An example is how the Squad of 4 started to attack Pelosi. Trump slammed the 4
on Twitter and caused Pelosi to jump in and start defending them. This had the
effect of making these left extremist Dems the face of the Democrat party. How
does that benefit Trump? It makes the Dem party unpalatable to a majority of
Americans, which turns 2020 into a cakewalk for him.

------
onemoresoop
The conversation was civil. Why was this flagged??

------
nootropicat
I think the majority of politicians in Western countries have at least one
filmed child sex episode. Assume you're a very powerful politician and you
need underlings in powerful positions, which you can help novices get, but
once they get powerful they become independent and can stop being underlings.
Filming them having sex with an kid, or at least an obviously underage teen,
is the single best blackmail material possible.
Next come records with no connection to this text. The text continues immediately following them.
PR #2434, opened 2021-11-29
hub: Add notifications

backspace:
This barely does anything yet, just committing as I’m reaching EOD so @Aierie has something to start on.

There’s a `web3-socket` service, should the existing service be `web3-http`? The `isAvailable` is patterned after the HTTP one but it’s always returning `true` even when I have deliberately broken it 🤔

This is based on #2431 for now as it will need to use that.


habdelra:
@backspace Yeah, let’s rename web3 service to web3-http

habdelra:
@backspace i would say the isAvailable is not actually super useful. I added because of the fickle nature of the RPC node, but actually when the RPC node starts returning 502 error, it doesn’t return the 502 for HTTP GET—rather it returns 502 for specific POST calls. So even the web3 one is not really doing the thing that I had hoped it would do. Ultimately I plan on removing it once we sort out the Ankr issues.

packages/hub/services/web3-socket.ts
```diff
@@ -0,0 +1,74 @@
...
+    }
+    return this.web3;
+  }
+
+  createWebsocketProvider(...args: ConstructorParameters<typeof Web3['providers']['WebsocketProvider']>) {
+    let [host, options] = args;
+    return new Web3.providers.WebsocketProvider(host, options);
+  }
+
+  async isAvailable(): Promise<boolean> {
```
habdelra, line 46: I was mentioning in linear that this is probably unecessary. For the original web3-http service this nerver really lived up to its promise since the 502 errors that the RPC node threw were not visible via HTTP GET--but rather specific HTTP POST for overloaded rpc calls. I think it's ok to remove this functionality.

packages/hub/node-tests/services/web3-socket-test.ts
```diff
@@ -0,0 +1,63 @@
...
+      throw new Error('mock web3 initialization failure');
+    };
+
+    expect(() => web3Socket.getInstance()).to.throw('mock web3 initialization failure');
+
+    await waitFor(async () => testkit.reports().length > 0);
+
+    expect(testkit.reports()[0].tags).to.deep.equal({
+      action: 'web3-socket-connection',
+    });
```
Aierie, line 61: Added tags, and testing for them because tags can be used to create alert rules:

https://docs.sentry.io/product/alerts/create-alerts/issue-alert-config/

We could also use the other metadata fields that Sentry's API provides, instead.

If/when socket disconnect handling is added, we could also add a similar Sentry event to that.

packages/hub/node-tests/services/web3-socket-test.ts
```diff
@@ -0,0 +1,63 @@
...
+    let web3Socket = new Web3SocketService();
+
+    web3Socket.initializeWeb3 = () => {
+      throw new Error('mock web3 initialization failure');
+    };
+
+    expect(() => web3Socket.getInstance()).to.throw('mock web3 initialization failure');
+
+    await waitFor(async () => testkit.reports().length > 0);
```
Aierie, line 57: `waitFor` is necessary because `Sentry.captureException` does some async stuff.

packages/hub/node-tests/services/web3-socket-test.ts
Aierie: https://linear.app/cardstack/issue/CS-2683/sentry-alert-for-web3-websocket-disconnectionfailure-to-initialize

packages/hub/main.ts
```diff
@@ -250,7 +260,7 @@ declare module '@cardstack/di' {
   }
 }
 
-function initSentry() {
+export async function initSentry() {
```
habdelra, line 263: is this really async? where's the `await`?

backspace: oops, Copilot mistake I think 🙃 removed now thanks!

backspace:
now realising maybe this needs a Waypoint change…?

packages/hub/tasks/notify-merchant-claim.ts
```diff
@@ -0,0 +1,42 @@
...
+    let { safe } = await Safes.viewSafe(merchantSafeAddress);
+
+    if (!safe) {
+      // Sufficient to log to Sentry because of on('job:error')…?
+      throw new Error('Safe not found');
+    }
+
+    // TODO: how should we resolve the token symbol from an address?
+    // let tokenAddress = event.returnValues.payableToken;
+    let token = 'DAI.CPXD';
```
habdelra, line 33: the subgraph has this information

habdelra: Here is an example illustrating how you might call this using a txn hash (which should be available from the event)
Screen Shot 2021-11-30 at 4 17 33 PM

habdelra: The SDK has an API for issuing direct graphQL queries

packages/hub/tasks/notify-customer-payment.ts
```diff
@@ -0,0 +1,34 @@
...
+}
+
+export default class NotifyCustomerPayment {
+  cardpay: CardpaySDKService = inject('cardpay');
+  web3: Web3HttpService = inject('web3-http', { as: 'web3' });
+  workerClient: WorkerClient = inject('worker-client', { as: 'workerClient' });
+
+  async perform(payload: CustomerPaymentSubscriptionEvent) {
+    let Safes = await this.cardpay.getSDK('Safes', this.web3.getInstance());
+    let { safe } = await Safes.viewSafe(payload.returnValues.merchantSafe);
```
habdelra, line 20: I think it's a lot easier to just query the subgraph for the payment event, that will include both the merchant, customer and amount paid in both the issuing token (useful for the merchant) and in SPEND.

packages/hub/tasks/notify-customer-payment.ts
```diff
@@ -0,0 +1,34 @@
...
+  };
+}
+
+export default class NotifyCustomerPayment {
+  cardpay: CardpaySDKService = inject('cardpay');
+  web3: Web3HttpService = inject('web3-http', { as: 'web3' });
+  workerClient: WorkerClient = inject('worker-client', { as: 'workerClient' });
+
+  async perform(payload: CustomerPaymentSubscriptionEvent) {
+    let Safes = await this.cardpay.getSDK('Safes', this.web3.getInstance());
```
habdelra, line 19: you'll need to wait for the subgraph to index the event. use `waitForSubgraphIndex` with the txn hash from the event

packages/hub/tasks/notify-merchant-claim.ts
```diff
@@ -0,0 +1,42 @@
...
+    amount: string;
+  };
+}
+
+export default class NotifyMerchantClaim {
+  cardpay: CardpaySDKService = inject('cardpay');
+  web3: Web3HttpService = inject('web3-http', { as: 'web3' });
+  workerClient: WorkerClient = inject('worker-client', { as: 'workerClient' });
+
+  async perform(payload: MerchantClaimSubscriptionEvent) {
```
habdelra, line 18: you'll need to wait for the subgraph to index the event. use `waitForSubgraphIndex` with the txn hash from the event

packages/hub/tasks/notify-merchant-claim.ts
```diff
@@ -0,0 +1,42 @@
...
+    let merchantSafeAddress = payload.returnValues.merchantSafe;
+    let amountInWei = payload.returnValues.amount;
+
+    let web3Instance = this.web3.getInstance();
+    let Safes = await this.cardpay.getSDK('Safes', web3Instance);
+    let { safe } = await Safes.viewSafe(merchantSafeAddress);
```
habdelra, line 24: let's not do this--its a very indirect way to get the information that you actually need

packages/hub/tasks/notify-customer-payment.ts
habdelra: Here is an example of a query that gets teh EOA for the prepaid card, the EOA of the merchant, issuing token amount, issuing token name, and SPEND amount: Screen Shot 2021-12-01 at 6 22 37 PM

habdelra (changes requested):
I think in general using the Safe.viewSafe SDK as a way to get the information that you need to send the notification is not a very good approach. Instead, use the subgraph to precisely ask for the thing that you need. each event the protocol fires has a subgraph entity for that specific event. So if you are interested in merchant claims and prepaid card payments, then query for those specific events in the subgraph--they will have all the info that you need for the notifications

habdelra:
@backspace I think there is already a waypoint app for workers--this should will live in that app. There should not need to be a new waypoint app for this, these are just worker tasks.

habdelra (approved):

Damage potential basically
equal to murder evidence, but there's no hard to hide murder victim - and in
child sex one victim can be used several times, as opposed to just one time in
murder.

As every such cabal would be much more effective than a lone politician,
eventually power would entirely shift to competing cabals bound by child sex
blackmail - making it impossible to dismantle externally, because both the
executive, the judicial system and the biggest media would be controlled by
people in such arrangements. Media in particular would have the main job - in
case of any genuine leaks, mix the truth with outlandish claims to discredit
it as a dumb conspiracy theory.

The game theory works out so nice I don't see any alternative, it's the stable
state of the political system. I can see it being murder though, if disposing
a body is much easier than my estimate.

In non-Western societies it could be something else. In North Korea, being
filmed shitting on a photo of the current leader would work much better I
guess.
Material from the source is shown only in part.